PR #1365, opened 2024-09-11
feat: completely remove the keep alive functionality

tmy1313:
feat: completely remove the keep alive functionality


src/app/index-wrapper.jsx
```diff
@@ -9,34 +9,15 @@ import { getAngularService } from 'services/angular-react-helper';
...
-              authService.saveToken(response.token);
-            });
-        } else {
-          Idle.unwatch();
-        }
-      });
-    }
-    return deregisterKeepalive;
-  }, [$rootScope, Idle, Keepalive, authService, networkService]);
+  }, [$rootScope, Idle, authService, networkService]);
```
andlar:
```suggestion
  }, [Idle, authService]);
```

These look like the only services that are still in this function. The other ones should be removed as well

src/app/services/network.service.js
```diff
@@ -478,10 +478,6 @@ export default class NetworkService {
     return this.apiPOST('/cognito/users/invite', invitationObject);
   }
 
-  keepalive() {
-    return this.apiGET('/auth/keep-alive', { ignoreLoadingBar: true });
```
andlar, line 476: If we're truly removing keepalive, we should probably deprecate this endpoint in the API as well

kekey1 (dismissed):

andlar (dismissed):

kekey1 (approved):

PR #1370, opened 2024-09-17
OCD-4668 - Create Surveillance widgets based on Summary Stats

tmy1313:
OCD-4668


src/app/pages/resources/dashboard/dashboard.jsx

____

Write out the entire listing exactly.

PR #1365, opened 2024-09-11
feat: completely remove the keep alive functionality

tmy1313:
feat: completely remove the keep alive functionality


src/app/index-wrapper.jsx
```diff
@@ -9,34 +9,15 @@ import { getAngularService } from 'services/angular-react-helper';
...
-              authService.saveToken(response.token);
-            });
-        } else {
-          Idle.unwatch();
-        }
-      });
-    }
-    return deregisterKeepalive;
-  }, [$rootScope, Idle, Keepalive, authService, networkService]);
+  }, [$rootScope, Idle, authService, networkService]);
```
andlar:
```suggestion
  }, [Idle, authService]);
```

These look like the only services that are still in this function. The other ones should be removed as well

src/app/services/network.service.js
```diff
@@ -478,10 +478,6 @@ export default class NetworkService {
     return this.apiPOST('/cognito/users/invite', invitationObject);
   }
 
-  keepalive() {
-    return this.apiGET('/auth/keep-alive', { ignoreLoadingBar: true });
```
andlar, line 476: If we're truly removing keepalive, we should probably deprecate this endpoint in the API as well

kekey1 (dismissed):

andlar (dismissed):

kekey1 (approved):

PR #1370, opened 2024-09-17
OCD-4668 - Create Surveillance widgets based on Summary Stats

tmy1313:
OCD-4668


src/app/pages/resources/dashboard/dashboard.jsx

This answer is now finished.